Solid stress compression enhances breast cancer cell migration through the upregulation of Interleukin-6

Apart from biochemical signals, tumour cells respond to biophysical and mechanical cues from their environment. The mechanical forces from the tumour microenvironment could be in the form of shear stress, tension, or solid stress compression. In this study, we explore the effects of solid stress compression on tumour cells. Solid stress compression, a prevalent biomechanical stimulus accumulated during tumour growth, has been shown to enhance invasive and metastatic phenotypes in cancer cells. However, the underlying molecular mechanism that elicits this aggressive metastatic phenotype, especially in breast cancer, is not well understood.
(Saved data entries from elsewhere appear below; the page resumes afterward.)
Issue #1323, opened 2017-08-29
Use probot stale to automatically close stale issues or PRs


budhrg:
Found something interesting which can help us in cleaning stale issues with certain period like issues with no activity in last 60 days.

https://github.com/probot/stale/

Demo example - https://github.com/Linuxbrew/homebrew-core/pull/3011.

budhrg:
Or notify maintainers if issues have no activity since last 30 days and close automatically on 60 days.

hferentschik:
Sure, why not. Personally, I am more of a believer in manual grooming. Inactivity is imo not always a good indicator of things. One can try.

hferentschik:
Thinking more about it, I think we should give it a try. I think it might aid the work of the archaeologist and partly since I would like to explore these bots for another unrelated integration.

LalatenduMohanty:
Resolved via https://github.com/minishift/minishift/pull/1551

PR #1551, opened 2017-10-12
Issue #1323 Enabling and configuring the stale probot

hferentschik:
We can add this and see how it works out...

Addresses issue #1323

### DIFF
--- a/.github/stale.yml
+++ b/.github/stale.yml
@@ -1,0 +1,16 @@
+# Number of days of inactivity before an issue becomes stale
+daysUntilStale: 60
+# Number of days of inactivity before a stale issue is closed
+daysUntilClose: 14
+# Issues with these labels will never be considered stale
+exemptLabels:
+  - status/pinned
+# Label to use when marking an issue as stale
+staleLabel: status/stale
+# Comment to post when marking an issue as stale. Set to `false` to disable
+markComment: >
+  This issue has been automatically marked as stale because it has not had
+  recent activity. It will be closed if no further activity occurs. Thank you
+  for your contributions.
+# Comment to post when closing a stale issue. Set to `false` to disable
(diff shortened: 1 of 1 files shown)


.github/stale.yml
```diff
@@ -0,0 +1,16 @@
+# Number of days of inactivity before an issue becomes stale
+daysUntilStale: 60
+# Number of days of inactivity before a stale issue is closed
+daysUntilClose: 14
```
LalatenduMohanty: Looks like it is going to close the issue if no activity happens. But I think we should add a label i.e. `status/state` to the issue and then  we will take manual action.

LalatenduMohanty: As per the stale probot documentation there is no mention of how someone can skip the closing part. So thats an issue as if the issue gets closed then I think non-memebers can not even re-open the issue, isn't it?

hferentschik:
> Looks like it is going to close the issue if no activity happens

That's the goal in the end, right? The grace period is quite high. Also, the issues will be labeled as well, so it is easy to find the issues closed by the bot.

> But I think we should add a label i.e. status/state to the issue and then we will take manual action.

The labelling is happening.

.github/stale.yml
hferentschik: > So thats an issue as if the issue gets closed then I think non-members of the project can not even re-open the issue, isn't it?

As long as someone changes anything on the issue with 14 days, it won't get closed. There is really no different to what a human would do. 

I think we can give it a trial run. I can watch it as part of my archeologist week. If we don't like it, we change the settings or disable it completely. We can even remove all sorts of traces the bot left.

LalatenduMohanty: Sure, lets give it a try.

Issue #1547, opened 2017-10-11
Use AsciiDoc variables to refer to Minishift generically in documentation


robin-owen:
Currently, the name of the project is embedded in the AsciiDoc sources by name. To assist in making the documentation project-agnostic, I suggest adding a `project` variable to the Rake-generated **variables.adoc** files.

This would cause changes across a number of files, most notably by requiring `include::variables.adoc[]` in each file of the documentation and replacing all references to "Minishift" as a project with "{project}".

These changes seem reasonable to me -- any thoughts?

robin-owen:
While investigating this, I also noticed that the Rakefile currently in use creates a new **variables.adoc** file for each section of the documentation during the build process. Would it be more efficient to create a directory for common files in **docs/sources** which can be symbolically linked within each section?

Tossed-together example:

```sh
mkdir docs/sources/common_content && cd docs/sources
for d in contributing getting_started openshift troubleshooting using ; do
  pushd $d && ln -s ../common_content common_content && popd
done
```

From here, we could just replace "variables.adoc" with "common_content/variables.adoc" in each file (while noting in **contributing/writing_docs.adoc** the usage of **common_content**).

This would also make for a few changes in the Rakefile so that the build only creates **variables.adoc** in **common_content**.

Let me know what you think.

hferentschik:
> Currently, the name of the project is embedded in the AsciiDoc sources by name. To assist in making the documentation project-agnostic, I suggest adding a project variable to the Rake-generated variables.adoc files.

+1

> This would cause changes across a number of files, most notably by requiring include::variables.adoc[] in each file of the documentation and replacing all references to "Minishift" as a project with "{project}".

Sure. We already discussed once that we can make the project name a variable

hferentschik:
> While investigating this, I also noticed that the Rakefile currently in use creates a new variables.adoc file for each section of the documentation during the build process. 

Right, this is due to some incompatibilities between how AsciiBinder works (there is a bug report/ feature request in the AsciiBinder project) and Middleman. Really there should be only one single file and this should be referenced. However, for some reason in AsciiBinder includes must be relative to the root of the publication. We had a workaround, but had to remove it, in order to be able to have image includes as sub-directories of topics. 

We could try to go deeper into the Ruby code of Middleman and try to hack something, but the easier approach is to just write the file into each topic directory. After all it is generated and the content is defined in a single place (the Makefile).

[...]

PR #1553, opened 2017-10-12
Issue #1547 Use adoc attributes for project

robin-owen:
Add a static `project` attribute to the generated variables.adoc file and refer to Minishift as a project with this attribute -- this allows for easier project naming downstream.

Ensure variables.adoc is added to the troubleshooting section directory.

Add `minikube-iso-version` attribute to variables.adoc.

### DIFF
--- a/docs/Rakefile
+++ b/docs/Rakefile
@@ -10,6 +10,7 @@ ADOC_VARIABLES     = FileList.new('source/variables.adoc',
  'source/contributing/variables.adoc',
  'source/getting-started/variables.adoc',
  'source/openshift/variables.adoc',
+ 'source/troubleshooting/variables.adoc',
  'source/using/variables.adoc'
 )
 GENERATED_ADOC_DIR = "source/command-ref"
@@ -98,15 +99,18 @@ end
 
 desc 'Create adoc variables'
 task :adoc_variables => :init do
-  minishift_version  = ENV['MINISHIFT_VERSION'] || 'unset'
-  openshift_version  = ENV['OPENSHIFT_VERSION'] || 'unset'
-  centos_iso_version = ENV['CENTOS_ISO_VERSION'] || 'unset'
+  minishift_version    = ENV['MINISHIFT_VERSION']    || 'unset'
+  openshift_version    = ENV['OPENSHIFT_VERSION']    || 'unset'
+  centos_iso_version   = ENV['CENTOS_ISO_VERSION']   || 'unset'
+  minikube_iso_version = ENV['MINIKUBE_ISO_VERSION'] || 'unset'
 
   ADOC_VARIABLES.each do |f|
     File.open(f, "w+") do |f|
+      f.write(":project: Minishift\n")
       f.write(":minishift-version: #{minishift_version}\n")
       f.write(":openshift-version: #{openshift_version}\n")
       f.write(":centos-iso-version: #{centos_iso_version}\n")
+      f.write(":minikube-iso-version: #{minikube_iso_version}\n")
     end
   end
 end
--- a/docs/source/contributing/developing.adoc
+++ b/docs/source/contributing/developing.adoc
@@ -1,4 +1,6 @@
-= Developing Minishift
+include::variables.adoc[]
+
+= Developing {project}
 :icons:
 :toc: macro
 :toc-title:
@@ -9,7 +11,7 @@ toc::[]
 [[developing-overview]]
 == Overview
 
-The following sections describe how to build and test Minishift.
+The following sections describe how to build and test {project}.
 
 [[develop-prerequisites]]
 == Prerequisites
@@ -17,7 +19,7 @@ The following sections describe how to build and test Minishift.
 - Git
 - A recent Go distribution (>1.7)
 
-NOTE: You should be able to develop Minishift on any operating system, such as GNU/Linux, macOS or Windows.
+NOTE: You should be able to develop {project} on any operating system, such as GNU/Linux, macOS or Windows.
 The Windows operating system might require additional steps or have some limitations.
 
 [[set-up-dev-env]]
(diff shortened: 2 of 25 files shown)


budhrg:
add to whitelist

docs/Rakefile
```diff
@@ -98,15 +99,18 @@ end
 
 desc 'Create adoc variables'
 task :adoc_variables => :init do
-  minishift_version  = ENV['MINISHIFT_VERSION'] || 'unset'
-  openshift_version  = ENV['OPENSHIFT_VERSION'] || 'unset'
-  centos_iso_version = ENV['CENTOS_ISO_VERSION'] || 'unset'
+  minishift_version    = ENV['MINISHIFT_VERSION']    || 'unset'
+  openshift_version    = ENV['OPENSHIFT_VERSION']    || 'unset'
+  centos_iso_version   = ENV['CENTOS_ISO_VERSION']   || 'unset'
+  minikube_iso_version = ENV['MINIKUBE_ISO_VERSION'] || 'unset'
```
hferentschik: You are doing this for completeness reasons, right? It is not uses anywhere yet?

docs/Rakefile
```diff
@@ -98,15 +99,18 @@ end
...
 
   ADOC_VARIABLES.each do |f|
     File.open(f, "w+") do |f|
+      f.write(':project: Minishift')
```
hferentschik: +1

docs/source/contributing/developing.adoc
```diff
@@ -9,15 +11,15 @@ toc::[]
 [[developing-overview]]
 == Overview
 
-The following sections describe how to build and test Minishift.
+The following sections describe how to build and test {project}.
```
hferentschik: Do we really need this? The whole contributing topic seems pointless for the CDK. Would you for the CDK docs not ignore this altogether anyway? I guess there might be a case for consistency.

docs/source/contributing/releasing.adoc
```diff
@@ -9,7 +11,7 @@ toc::[]
 [[releasing-overview]]
 == Overview
 
-The following sections describe how to release Minishift either via automated job or manually.
+The following sections describe how to release {project} either via automated job or manually.
```
hferentschik: So here it does just not make sense anymore. This is really just about Minishift release, not CDK. TBH, I don't think we get away with a plain find&replace of all Minishift occurrences.

docs/source/openshift/openshift-client-binary.adoc
```diff
@@ -27,12 +27,12 @@ export PATH="/Users/john/.minishift/cache/oc/v1.5.0:$PATH"
 ----
 
 [[minishift-oc-context]]
-== Minishift CLI Profile
+== {project} CLI Profile
 
-As a part of the `minishift start` command, a Minishift https://docs.openshift.org/latest/cli_reference/manage_cli_profiles.html[CLI profile] is also created.
+As a part of the `minishift start` command, a {project} https://docs.openshift.org/latest/cli_reference/manage_cli_profiles.html[CLI profile] is also created.
```
hferentschik: I did not a thorough review, but here is another case where just replacing Minishift w/ CDK is probably not quite right

docs/Rakefile
robin-owen: The environment variable is already being passed along to `rake` during the build -- I assumed that adding it to the Rakefile was overlooked, and that it was going to be used in the future.

docs/source/contributing/developing.adoc
robin-owen: Yes, the CDK documentation would ignore this completely -- all of the changes made were entirely for the sake of consistency throughout the documentation.

This also means not having to think about whether you should use "Minishift" or "{project}" -- it's always "{project}" unless we're referring to the binary. If that's not desired, I'd be happy to do a more thorough PR which only replaces "Minishift" as-needed for CDK docs.

docs/source/openshift/openshift-client-binary.adoc
robin-owen: Thanks, that actually gives me a lot of information about what does and does not apply here.

I'll look at this much more thoroughly and make some changes.

robin-owen: Interestingly, CDK has this replaced with {cdk} in both the current docs branch and live documentation. Was that inaccurate to begin with?

docs/source/contributing/developing.adoc
robin-owen: To elaborate, the main point here is to provide flexibility and consistency. The `minishift` binary never changes, but the project name does. Having a split between "do I write {project} or Minishift here" when writing the documentation adds some overhead and introduces the potential for errors.

As an example, writing under **contributing/** followed by some edits to a document in **using/** could easily result in accidentally using "Minishift" where {project} is more appropriate. In addition to this, if we're using both at varying times in varying places, it becomes easy to accidentally overlook the mistake.

docs/Rakefile
hferentschik: +1

docs/source/contributing/developing.adoc
hferentschik: > This also means not having to think about whether you should use "Minishift" or "{project}" -- it's always "{project}" unless we're referring to the binary.

Sure, makes sense. I was expecting that this was the idea behind it. Just trying to highlight the pros and cons and potential issues.

As you say, if we are not going to use "{project}" consistently, people will always have a hard time to know whether to use the variable or the literal 'Minishift'

docs/source/openshift/openshift-client-binary.adoc
hferentschik: the profile is called _minishift_ regardless. So in case someone expect a literal CDK profile, he won't find one. I think the problem might be that in this context we should not use the project name at all, but use lowercase _minishift_ representing the actual name of the profile which gets created. Something like: "As a part of the `minishift start` command, a https://docs.openshift.org/latest/cli_reference/manage_cli_profiles.html[CLI profile] with the name _minishift_ is also created.

docs/Rakefile
hferentschik: There is actually a newline missing here.

hferentschik:
Rebased and merged. thanks.

Issue #1559, opened 2017-10-13
Add target to verify commit message format using git-validation 


hferentschik:

LalatenduMohanty:
Resolved by https://github.com/minishift/minishift/pull/1560

PR #1560, opened 2017-10-13
Issue #1559 Adding a commit message validation target

hferentschik:
- Integrating validate_commits into Circle CI

Issue #1559

### DIFF
--- a/CONTRIBUTING.adoc
+++ b/CONTRIBUTING.adoc
@@ -13,11 +13,12 @@ Before you submit a new issue, we recommend that you search the list of issues t
 
 Thank you for your contributions! Please follow this process to submit a patch:
 
-.  Create an issue describing your proposed change to the repository.
-.  The repository owners will triage and respond to your issue promptly.
-.  Fork the repository and create a topic branch.
-.  Refer to the link:https://docs.openshift.org/latest/minishift/contributing/developing.html[developer documentation] for guidelines and tips on how to build and test Minishift.
-.  Submit a pull request with the proposed changes.
+. Create an issue describing your proposed change to the repository.
+. The repository owners will triage and respond to your issue promptly.
+. Fork the repository and create a topic branch.
+. Refer to the link:https://docs.openshift.org/latest/minishift/contributing/developing.html[developer documentation] for guidelines and tips on how to build and test Minishift.
+. Submit a pull request with the proposed changes.
+  To make reviewing and integration as smooth as possible, please run the `make` targets link:https://docs.openshift.org/latest/minishift/contributing/developing.html#unit-tests[`test`], https://docs.openshift.org/latest/minishift/contributing/developing.html#format-source-code[`fmtcheck`] and https://docs.openshift.org/latest/minishift/contributing/developing.html#commit-messages[`validate_commits`] prior to submitting the pull request.
 
 [[questions]]
 == Questions?
--- a/Makefile
+++ b/Makefile
@@ -55,6 +55,9 @@ IMAGE_UID ?= 1000
 DOCS_SYNOPISIS_DIR = docs/source/_tmp
 DOC_VARIABLES = -e OPENSHIFT_VERSION=$(OPENSHIFT_VERSION) -e MINISHIFT_VERSION=$(MINISHIFT_VERSION) -e CENTOS_ISO_VERSION=$(CENTOS_ISO_VERSION) -e MINIKUBE_ISO_VERSION=$(MINIKUBE_ISO_VERSION)
 
+# MISC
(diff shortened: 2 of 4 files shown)


hferentschik:
retest this please

Makefile
```diff
@@ -199,3 +202,7 @@ fmt:
 .PHONY: fmtcheck
 fmtcheck:
 	@gofmt -l -s $(SOURCE_DIRS) | grep ".*\.go"; if [ "$$?" = "0" ]; then exit 1; fi
+
+.PHONY: validate_commits
+validate_commits: $(GOPATH)/bin/git-validation
+	git-validation -q -run short-subject,message_regexp='(Issue #[0-9]+ [A-Z].*|cut v[0-9]+.[0-9]+.[0-9]+)' -range master..HEAD
```
gbraad: Do we really need to be so pedantic to disallow a commit when the message starts with a lower case ? Come on...

gbraad:
I see the same happening for the titles and I wonder how this helps:

@hferentschik changed the title from Issue #1397 preflight check for iso url to Issue #1397 Preflight check for iso url 3 days ago

Ref: https://github.com/minishift/minishift/pull/1543

Note: if you want to change the title, please make URL uppercase too...

LalatenduMohanty:
> The target should work fine for local development and for my part I am happy if at least one CI system creates an error if the commit message is not correct.

I think it is ok as this not something we should spend a lot of time.

LalatenduMohanty:
> Please update relevant documentation, such as https://github.com/minishift/minishift/blob/master/CONTRIBUTING.adoc to reflect this need

I think we should add `CONTRIBUTING.adoc` to Minishift documentation also. At this point of time it is only exists in the github repo. So when a contributor goes through documentation i.e. https://docs.openshift.org/latest/minishift/contributing/index.html does not see this.

Makefile
hferentschik: Can be changed ;-)

gbraad: I see we need the option to specify like: "Issue #xxx #xxx", so "Issue #[0-9]+" would be enough I guess.

hferentschik:
> Note: if you want to change the title, please make URL uppercase too...

Agreed

docs/source/contributing/developing.adoc
```diff
@@ -315,6 +315,20 @@ You can correct the formatting errors yourself or instruct the violations to be
 $ make fmt
 ----
 
+[[commit-messages]]
+=== Commit messages
+
+Each commit message messages needs meet two requirements:
```
robin-owen: Repeated "message messages", should be "message".

Also, "needs meet" is grammatically incorrect (should be "needs to meet") -- I also think that the wording is more concise and clear if we replace "needs to" with "must":

"Each commit message must meet two requirements:"

CONTRIBUTING.adoc
```diff
@@ -13,11 +13,12 @@ Before you submit a new issue, we recommend that you search the list of issues t
...
-.  Fork the repository and create a topic branch.
-.  Refer to the link:https://docs.openshift.org/latest/minishift/contributing/developing.html[developer documentation] for guidelines and tips on how to build and test Minishift.
-.  Submit a pull request with the proposed changes.
+. Create an issue describing your proposed change to the repository.
+. The repository owners will triage and respond to your issue promptly.
+. Fork the repository and create a topic branch.
+. Refer to the link:https://docs.openshift.org/latest/minishift/contributing/developing.html[developer documentation] for guidelines and tips on how to build and test Minishift.
+. Submit a pull request with the proposed changes.
+  To make reviewing and integration as smooth as possible, please run the targets link:https://docs.openshift.org/latest/minishift/contributing/developing.html#unit-tests[`test`], https://docs.openshift.org/latest/minishift/contributing/developing.html#format-source-code[`fmtcheck`] and https://docs.openshift.org/latest/minishift/contributing/developing.html#commit-messages[`validate_commits`] prior to submitting the pull request.
```
robin-owen: Should we clarify that these are `make` targets, or is the context enough to convey this information?

hferentschik: Will clarify

docs/source/contributing/developing.adoc
hferentschik: Thanks, good catch.

hferentschik:
> Please correct the typos in developing.adoc.

done

gbraad:
retest this please

There seems to be issues with x/crypto

gbraad:
There seems to be issues with x/crypto

# cd .; git clone https://go.googlesource.com/crypto /Users/distiller/src/golang.org/x/crypto
Cloning into '/Users/distiller/src/golang.org/x/crypto'...

gbraad:
retest this please

Issue #1747, opened 2024-06-18
CplxTrans (and VCplxTrans?) on negative floats/ints


sebastian-goeldi:
Hello Matthias,

I don't know how much work it would be, but would it be possible to add or change the CplxTrans, and I think the VCplxTrans would also be necessary, to allow the usage on signed int instead of only unsigned int?

Reasoning being I added this https://github.com/gdsfactory/kfactory/issues/404 and didn't read the API properly before :P (the function there just takes any of the `__mul__` overloaded types and returns `CplxTrans(layout.dbu) * input` (or inverted in the `to_um` case))

I can work around it, but it would be nicer if the transformations directly support it. Of course only if the change is reasonable and wouldn't jeopardize other API.

PR #1753, opened 2024-06-22
Fixing issue #1747 (signed coordinate transformations with Trans/DTra…

klayoutmatthias:
…ns/CplxTrans etc.)


sebastian-goeldi:
Thank you Matthias. I was prepared to just have this handled in python. This is great!

PR #1778, opened 2024-07-06
trying to fix MacOS builds: delocate-wheel was erroring out as libpng…

klayoutmatthias:
… was sometimes on the current MacOS version


klayoutmatthias:
The problem was maybe twofold:
* On MacOS 13 libpng was installed as version for MacOS 13
* cibuildwheels is using delocate 0.11 for Python >3.6 which checks for compatibility
* Also, cibuildwheels configures MacOS 10.9 as detault version, so delocate errored out
* Disabling the MacOS version configuration only made delocate pick MacOS 13 as the minimum requirement
* The resulting build cannot be tested with cibuildwheels as it demands MacOS 10.9 compatibility
* Solution is to disable MacOS version configuration for delocate and rename the resulting wheel, so it is recognized as MacOS 10.9 version.
Clean solution was to find a way to install libpng for MacOS 10.9 for the MacOS 13 builds.

PR #1785, opened 2024-07-09
Fixed DeepShapeStore.subcircuit_hierarchy_for_nets getter

lanserge:
Previously introduced DeepShapeStore.subcircuit_hierarchy_for_nets getter is actually a copy&past of the setter.
As result the DeepShapeStore class has two `subcircuit_hierarchy_for_nets` setters which results in `ERROR: RuntimeError: Ambiguous overload variants - multiple setter declarations match arguments in DeepShapeStore.subcircuit_hierarchy_for_nets` when setter called from scripts. This error makes `subcircuit_hierarchy_for_nets` setter unusable/unavailable from scripts.

The fix updates `DeepShapeStore.subcircuit_hierarchy_for_nets` getter declaration, which makes setter and getter work correctly.

### DIFF
--- a/src/db/db/gsiDeclDbDeepShapeStore.cc
+++ b/src/db/db/gsiDeclDbDeepShapeStore.cc
@@ -190,7 +190,7 @@ Class<db::DeepShapeStore> decl_dbDeepShapeStore ("db", "DeepShapeStore",
     "\n"
     "This attribute has been introduced in version 0.28.4"
   ) +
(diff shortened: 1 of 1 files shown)


klayoutmatthias:
Thanks for this PR. This was an actual bug.

I just wonder: this is a very specialized feature. It affects the way the DRC "nets" method returns the net shapes in deep mode. I think the default value of "false" is the only thing that currently makes sense. I have used "true" in only one case, which is a unit test.

Matthias

Issue #1836, opened 2024-08-27
Allow the usage of `Cell.shapes(LayerInfo(...))`


sebastian-goeldi:
Hi Matthias,

I'll cut to the chase directly: Would it be possible to allow `Cell.shapes` to take a LayerInfo object and have it resolve it to the layer_index internally? If easily possible this would also be nice for `Cell.begin_shapes_rec(...)` and its friends. But those are less affected than shapes due to infrequent use of those.

_The longer story:_

I am currently working on expanding the use of (gds)pdks (well, pdk is a very advanced word for where we are in photonics, but you get the general idea)  across multiple layouts (in order to essentially  separate cells into more or less standard cells and cells generated specifically for the tapeout such as new structures for tests etc).

One of the big struggles I encountered is that most of my end-users do not really understand why  a layer index is kind of bound to the layout. So, I have essentially rewritten (or rather hidden deeper in the code)  an enum for the layer indexes to mainly use LayerInfo objects instead.

But now I have the problem of having to explain to users why they have to do `c.shapes(c.layout().find_layer(LayerInfo(...)))` (of course this is a bit less explicit than here, but for illustration purposes it's in pure klayout code).

Best,
Sebastian

klayoutmatthias:
Hi @sebastian-goeldi,

That is possible of course, but there are many places where layer indexes are used and some don't have a layout.

If you need support for explaining this decision - here is the motivation: There are anonymous layers. Whenever you do some computations, you may encounter cases when you need temporary layers. DRC decks use plenty of them for example. A temporary layer does not have coordinates like layer or datatype number. So LayerInfo is not a good way of identifying them. The layer index is more generic and allows addressing anonymous layers too.

Matthias

sebastian-goeldi:
Hi Matthias,

Yes, I am fully aware that there are cases.

I am merely requesting this as I think it would be generally a good usability improvement for pure layout work (as in constructing the layout), and less so for any checking/verification work.

It would be nice to have the layoutinfo options as second class citizens alongside the index, purely for the cell functions (and maybe layout functions) where applicable.

But if you think it's not really feasible or out of scope, that's totally fine. To me (from a very surface perspective view), it seems like it wouldn't be a gigantic change, but I could totally be wrong. Feel free to close the issue in that case.

klayoutmatthias:
[...]

PR #1849, opened 2024-09-07
Implemented solution for issue #1836 (Allow the usage of Cell.shapes(…

klayoutmatthias:
…LayerInfo(...)))

- For Cell#shapes, LayerInfo is an accepted argument now
- If the layer does not exist, it is created (non-const version) or an error is raised (const version)
- Cell#clear also accepts a LayerInfo object
- Layout#clear and Layout#delete_layer also accept a LayerInfo parameter

Rationale for supporting the clear and delete_layer methods: These cases do nothing if the layer does not exist, so there is a benefit of using them: it is not required to check first if the layer exists.

### DIFF
--- a/src/db/db/gsiDeclDbLayout.cc
+++ b/src/db/db/gsiDeclDbLayout.cc
@@ -1103,6 +1103,30 @@ void break_polygons1 (db::Layout *layout, size_t max_vertex_count, double max_ar
   db::break_polygons (*layout, max_vertex_count, max_area_ratio);
 }
 
+void delete_layer_from_info (db::Layout *layout, const db::LayerProperties &info)
+{
+  int li = layout->get_layer_maybe (info);
+  if (li >= 0) {
+    layout->delete_layer ((unsigned int) li);
+  }
+}
+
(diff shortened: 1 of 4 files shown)


src/db/db/gsiDeclDbLayout.cc
```diff
@@ -1963,18 +1987,38 @@ Class<db::Layout> decl_Layout ("db", "Layout",
...
-    "@param layer_index The index of the layer to delete.\n"
+    "@param layer_index The index of the layer to clear.\n"
   ) +                               
+  gsi::method_ext ("clear_layer", &clear_layer_from_info, gsi::arg ("layer"),
+    "@brief Clears a layer\n"
+    "\n"
+    "This variant takes a \\LayerInfo object to address the layer.\n"
+    "It does nothing if no layer with these attributes exists.\n"
+    "\n"
+    "This variant was introduced in version 0.26.7.\n"
```
jukkarabina, line 1998: The version number should be 0.29.7, right @klayoutmatthias ?

PR #1916, opened 2024-11-01
Some add-ons for potential application in the PEX context

klayoutmatthias:


martinjankoehler:
Hi @klayoutmatthias,

there seems to be an issue now with the `space_check` (for sidewall),
it works if I only have 1 layer, but if I have a second layer all the markers are empty.

Example GDS:
[near_body_shield_li1_m1.gds.gz](https://github.com/user-attachments/files/17757340/near_body_shield_li1_m1.gds.gz)

Bildschirmfoto 2024-11-14 um 21 20 34

klayoutmatthias:
That's easy ...

67/20 is covering all of 68/20, so there is no space :)

Matthias

martinjankoehler:
> That's easy ...
> 
> 67/20 is covering all of 68/20, so there is no space :)
> 
> Matthias

Right, I need to call it for each layer separately (earlier we used multiple layers (acting as nets), but only non-overlapping ones).

Issue #1963, opened 2024-12-30
Add lock to Cell


sebastian-goeldi:
Hi Matthias,

Would it be possible to add a "lock" to the Cell class?

This might sound like a weird request, so let me explain the background a bit first. In gdsfactory/kfactory when we create cells, we usually do that with cached functions. Now, sometimes we want to modify cells in a certain way, e.g. add some cladding or exclude layers. This often happens with helper functions. When the caching has been done, it is (almost always) a bad idea to further alter the cell. Therefore, kfactory implemented a "locked" state on its implementation of the Cell, KCell. This lock prevents some stuff that is accessible to the user such as creation of ports (essentially pins with a width and angle) or transform (there is a slight modification to the function in order to transform to transform the ports as well). What of course doesn't (easily) work is to lock the addition of shapes, as those are completely managed by klayout. Ideally, we can enhance this lock to cover most bases (as always, there will be ways to get to the gun and shoot your foot, just want to avoid the non-obvious cases).

I understand if this would go too far into the core of `db` and would require lots of engineering or hog too much resources. But I thought it's still worth asking ;)

P.S. I am not sure what it is related to, but recently I have seen some weird behavior of the layout changes state. I couldn't determine yet where exactly it's coming from, but I am getting some of the "layout state is not writable - forcing update" (sorry forgot exact error message) on write. I think it either comes from the TilingProcessor or from dangling references to shape/instance iterators is my guess (I usually only see this message with slightly faulty code or in failing tests). Will the latter cause the layout to be in the state equivalent to `Layout.start_changes()`? If not , did any of the TilingProcessor code change recently? I haven't seen anything in the patch notes. (Sorry, was not sure where to add this, so I added it here, but I can make a new issue of course if desired, or forum post).

klayoutmatthias:
Hi @sebastian-goeldi,

A general write lock is possible I think, but whether that is possible on cell level I have some doubts. For shapes I think so, but for instances, the situation is more complicated. Instances not only change the cell per se, but also the relationship between cells and KLayout does not differentiate between cell and the cell graph. So locking the cell graph may be possible, but locking one cell against adding or removing instances which another cell isn't locked, probably is not possible.

[...]

PR #1965, opened 2025-01-04
Feature/issue 1963

klayoutmatthias:
Implemented a solution for #1963 (locking cells)
    
A cell can be locked using
```
cell.locked = true
```
and unlocked again using
```
cell.locked = false
```
Also, `cell.is_locked?` can be used to test the locked state.
    
In locked state writing shapes and instances is forbidden
and doing so would raise an exception.
    
Also, cells cannot be deleted when locked. However, Layout#clear
and Layout#_destroy are always available.
    
Cells can still be renamed, even if locked.


sebastian-goeldi:
Thank you so much Matthias! This is awesome

joamatab:
Thank you Matthias, this would be very helpful for GDSFactory, looking forward to the next KLayout release!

Using an established 2D in vitro setup to apply incremental solid stress compression, we found that migratory and invasive capacities of aggressive breast cancer cells were enhanced in a biphasic manner. We also found that Interleukin-6 (IL-6) and SNAI1 transcripts and proteins were upregulated in response to solid stress. The resultant increased secretion of IL-6 could in turn lead to autocrine activation of downstream signalling pathways and impact on cancer cell migration and invasion. Overall design: RNA-seq profiling of MDA-MB-231 cells under different compressive stresses (Uncompressed 0 Pascals, 386.5 Pascals, 773 Pascals and 1546 Pascals) post 16 hours of compression.